▶ [Supplied material]

PR #1013, opened 2020-02-17
PLANET-4722 Integrate Elastic Search database with search code

dpivo:
- Replaced OpenSearch retrieval of archived data with ElasticSearch.
- Docs to set up ElasticSearch index and documents: https://documenter.getpostman.com/view/7448731/SzKN12Ha

### DIFF
--- a/classes/class-p4-search.php
+++ b/classes/class-p4-search.php
@@ -170,7 +170,7 @@ if ( ! class_exists( 'P4_Search' ) ) {
 		 * Gets the paged posts that belong to the next page/load and are to be used with the twig template.
 		 */
 		public function get_paged_posts() {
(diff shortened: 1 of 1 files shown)


classes/class-p4-search.php
```diff
@@ -349,66 +349,73 @@ protected function check_cache( $cache_key, $cache_group ) {
...
+							],
+							'should'               => [
+								0 => [
+									'term' => [
+										'title' => $search_query,
+									],
+								],
+								1 => [
+									'term' => [
+										'description' => $search_query,
```
sagarsdeshmukh: I think this should be `excerpt` instead of `description `?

▶ [Exercise objective] Your task is to repeat the entries exactly.

▶ [Result of the task]
PR #1013, opened 2020-02-17
PLANET-4722 Integrate Elastic Search database with search code

dpivo:
- Replaced OpenSearch retrieval of archived data with ElasticSearch.
- Docs to set up ElasticSearch index and documents: https://documenter.getpostman.com/view/7448731/SzKN12Ha

### DIFF
--- a/classes/class-p4-search.php
+++ b/classes/class-p4-search.php
@@ -170,7 +170,7 @@ if ( ! class_exists( 'P4_Search' ) ) {
 		 * Gets the paged posts that belong to the next page/load and are to be used with the twig template.
 		 */
 		public function get_paged_posts() {
(diff shortened: 1 of 1 files shown)


classes/class-p4-search.php
```diff
@@ -349,66 +349,73 @@ protected function check_cache( $cache_key, $cache_group ) {
...
+							],
+							'should'               => [
+								0 => [
+									'term' => [
+										'title' => $search_query,
+									],
+								],
+								1 => [
+									'term' => [
+										'description' => $search_query,
```
sagarsdeshmukh: I think this should be `excerpt` instead of `description `?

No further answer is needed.